A sight reading app for sore eyes

Picture the scene. You're taking your Grade 5 piano and the exam is going OK so far. You've played one baroque piece fairly monotonously, but probably well enough to pass. You've given the classical piano sonata movement a bit more flair but there were some quite nasty mistakes in the upper right hand. Then you've dashed off the final 20th century piece with an air of celebration totally missing from the first two pieces.

The pass or fail hangs in the balance, then – as it does after some frankly patchy scales and arpeggios. It's time for the bit we all hate – the sight reading. With piano for some reason sight reading is even worse, it being over two staves, and sure enough you're struggling early on and wanting to go back and correct things. How to improve this examination banana skin?

The answer, at long last, appears to have been found. Previously sight reading practice was restricted to a one minute glare at something on paper from the Associated Board of the Royal Schools of Music, followed by an attempt to get the two hands playing together in something you might call rhythm.

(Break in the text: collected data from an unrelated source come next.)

PR #1920, opened 2025-04-15
Clarify peer known state

aeplay:
All this really does is
- replace the "dispatch pattern" with direct method calls (more redundancy in `PeerState`, but clearer flow in `sync.ts` where it really matters IMO)
- more strictly represent & enforce the `assumeInfallible` assumption for storage peers


aeplay:
(waiting for @gdorsi to merge main into his branch before taking this out of draft, to get a reasonable diff - but otherwise ready for review)

gdorsi (approved):

PR #1921, opened 2025-04-15
creating Icons for jazz specific CoX terms, which act like lucide icons

Sammii-HK:
Custom Lucide Icons for CoFeed & CoRecord

Screenshot 2025-04-15 at 15 54 54

NB: A caveat is that as these icons adhere to the strict 24x24 size with 1px padding rules set out by tailwind, they appear shorter than the other icons which are not as wide, my solution is to create a subset of jazz specific svgs which are all hand spaced accordingly as a set, and then exported so then nothing needs to be done after and everything will be cohesive


bensleveritt:
CoRecord is cute, like that
CoFeed might be better explained as an array of things [...], it's more list than object

trishalim:
Love it! especially the record one 🥹

Right now I'm not able to detect Record types though. It's hard to differentiate them from a CoMap so now they are just showing as CoMap. Maybe in the future.

trishalim:
Can we please also have an icon for ImageDefinition and FileStream 🙏

Sammii-HK:
> Can we please also have an icon for ImageDefinition and FileStream 🙏

I will encapsulate these in a follow up PR

aeplay:
> CoRecord is cute, like that CoFeed might be better explained as an array of things [...], it's more list than object

Interesting, I suggested object because to me a CoFeed is primarily a map from account -> value, with the possibility to get the whole history of values

bensleveritt:
> > CoRecord is cute, like that CoFeed might be better explained as an array of things [...], it's more list than object
> 
> 
> 
> Interesting, I suggested object because to me a CoFeed is primarily a map from account -> value, with the possibility to get the whole history of values

Ah, I guess this goes to show there's different mental models at play. For me it's a feed of events, primarily for access to the latest item. Accounts and session cuts are a secondary detail in my head

trishalim:
[...] makes more sense to me

image

aeplay (approved):
Moving the discussion about what CoFeeds are intuitively to Discord (it's an important one!) and approving this PR in the meantime since I'm happy with the way the icons are exposed

PR #1930, opened 2025-04-16
Use Turbo to determine Vercel deployments

bensleveritt:


bensleveritt:
Just going to add my notes here to come back to.

Projects in Vercel don't match what Turbo thinks are the names of the projects, so `process.env.APP_NAME` is nearly always wrong. To compensate for this adding project name to the env var `JAZZ_PROJECT_NAME` to the Vercel project can be picked up by the script.

Any attempt to use Turbo's `=filter=...[SHA]` seems to fail as the checkout is shallow and we can't use Git history to determine if the project has changed.

Further investigation needs to look at if there other ways to tell if a project has been changed.

bensleveritt:
https://github.com/garden-co/jazz/pull/2440 Is a better and simpler solution

PR #2074, opened 2025-05-02
Combine CoValueCore and CoValueState Part 1 & 2

### LINKED ISSUE #2077: Combine CoValueState and CoValueCore to centralise both verified and syncing state

aeplay:
Fixes #2077 

Tried to combine CoValueCore and CoValueState, but realised that it would be nice to split verifying logic out of CoValueCore first.

Then, as a first step towards combining CoValueCore and CoValueState, I represented unavailable CoValues with "has core, but no verified state" instead of "has no core".

At that point some tests about migrations were failing, so I decided to tackle the cursed node bootstrap first, continuing in #2108 for clarity


aeplay:
Note: as of [e40e01f](https://github.com/garden-co/jazz/pull/2074/commits/e40e01fce0c1f7d2f783da50b739323da91dfafe) two tests related to migrations on loaded accounts still fail (in jazz-tools and jazz-nodejs)

Going to attempt a clean up of node bootstrap to understand better what's going on.

packages/cojson/src/coValueCore/coValueCore.ts
```diff
@@ -95,42 +65,102 @@ export type DecryptedTransaction = {
...
-  _sessionLogs: Map<SessionID, SessionLog>;
-  _cachedContent?: RawCoValue;
-  listeners: Set<(content?: RawCoValue) => void> = new Set();
-  _decryptionCache: {
+  readonly node: LocalNode;
+  private readonly crypto: CryptoProvider;
+  private _verified: VerifiedState | null;
+  get verified() {
+    return this._verified;
+  }
```
gdorsi, line 97: **request:** could you document via comment what `verified` state means?

More specifically, what we can do without a verified state?

packages/cojson/src/coValueState.ts
```diff
@@ -219,17 +220,22 @@ export class CoValueState {
...
-  internalMarkMagicallyAvailable(coValue: CoValueCore) {
+  internalMarkMagicallyAvailable(
+    verified: VerifiedState,
+    { forceOverwrite = false }: { forceOverwrite?: boolean } = {},
+  ) {
     const previousState = this.highLevelState;
-    this.core = coValue;
+    this.core.internalShamefullyCloneVerifiedStateFrom(verified, {
+      forceOverwrite,
+    });
```
gdorsi: question: why are we cloning the verified state when marking the coValue as available?

packages/cojson/src/coValueCore/verifiedState.ts
```diff
@@ -0,0 +1,382 @@
...
+        [...this.sessions.entries()].map(([sessionID, sessionLog]) => [
+          sessionID,
+          {
+            lastSignature: sessionLog.lastSignature,
+            lastHash: sessionLog.lastHash,
+            streamingHash: sessionLog.streamingHash.clone(),
+            signatureAfter: { ...sessionLog.signatureAfter },
+            transactions: [...sessionLog.transactions],
+          } satisfies SessionLog,
+        ]),
```
gdorsi: **nit:** we can make this a little faster this way

```ts
const clonedSessions = new Map();

for (let [sessionID, sessionLog] of this.sessions) {
  clonedSessions.set(sessionID,  {
    lastSignature: sessionLog.lastSignature,
    lastHash: sessionLog.lastHash,
    streamingHash: sessionLog.streamingHash.clone(),
    signatureAfter: { ...sessionLog.signatureAfter },
    transactions: sessionLog.transactions.slice(),
  } satisfies SessionLog);
}

 return new VerifiedState(
    this.id,
    this.crypto,
    this.header,
    clonedSessions
 )
```

Since this will probably called alot it's probably worth it to focus a little on reducing the memory footprint of this clone operation.

gdorsi (approved):

packages/cojson/src/sync.ts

But suddenly that sort of practice has become far more attractive due to a rather clever iPad app. You put the iPad on its side, on the piano music stand, cue up a piece of music according to your standard, set the metronome for the tempo you want to try and perform the music at – and then it counts you in.

Suddenly it all makes sense. The music disappears from the screen as you play it, which makes you think forward as a performer, a notion helped by the priceless Daniel Barenboim quote that "by definition, sight reading means playing bar one with your eyes while your brain is on bar five". The only disadvantage with this is not being able to go back at all and correct anything – naturally – but it means that over a few practice sessions that notion will probably be removed.

The man responsible for this innovation is Dr Christopher Wiltshire, who owns Wessar, the company releasing the app. Himself a former examiner, Wiltshire jokes that he initially developed the app to relieve the pain experienced by his colleagues in test conditions, but the benefits to pupils are obvious and immense, beyond the obvious short term gain of passing your exam.

Wessar will soon develop the app for other, 'single line' instruments, and can claim a comfortable victory with its first instrumental instalment. It's surprisingly involving, and sight reading – which was easily bottom of the class in the six exam 'movements' – moves strongly towards the top. It's an example of how music and technology can be used together for good – and those painful sight reading parts of the exam, which, as you may have guessed, was my own, could soon be consigned to the memory dump.